> _Problem to solve_: Write the data below out again in full, exactly as shown.

Start of Input

PR #549, opened 2017-06-22
Pipe label through to aria-labels

robdodson:
Pipe label through as `aria-label`. This (i think) removes the need for the `updateAriaLabelledby` code. Specially this change is intended to fix an issue with paper-textarea. Because there is a shadow boundary between the textarea and paper-textarea, using aria-labelledby doesn't work. This PR depends on https://github.com/PolymerElements/iron-autogrow-textarea/pull/108 being merged first.

### DIFF
--- a/paper-input-behavior.html
+++ b/paper-input-behavior.html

End of Input

> _Output_:
PR #549, opened 2017-06-22
Pipe label through to aria-labels

robdodson:
Pipe label through as `aria-label`. This (i think) removes the need for the `updateAriaLabelledby` code. Specially this change is intended to fix an issue with paper-textarea. Because there is a shadow boundary between the textarea and paper-textarea, using aria-labelledby doesn't work. This PR depends on https://github.com/PolymerElements/iron-autogrow-textarea/pull/108 being merged first.

### DIFF
--- a/paper-input-behavior.html
+++ b/paper-input-behavior.html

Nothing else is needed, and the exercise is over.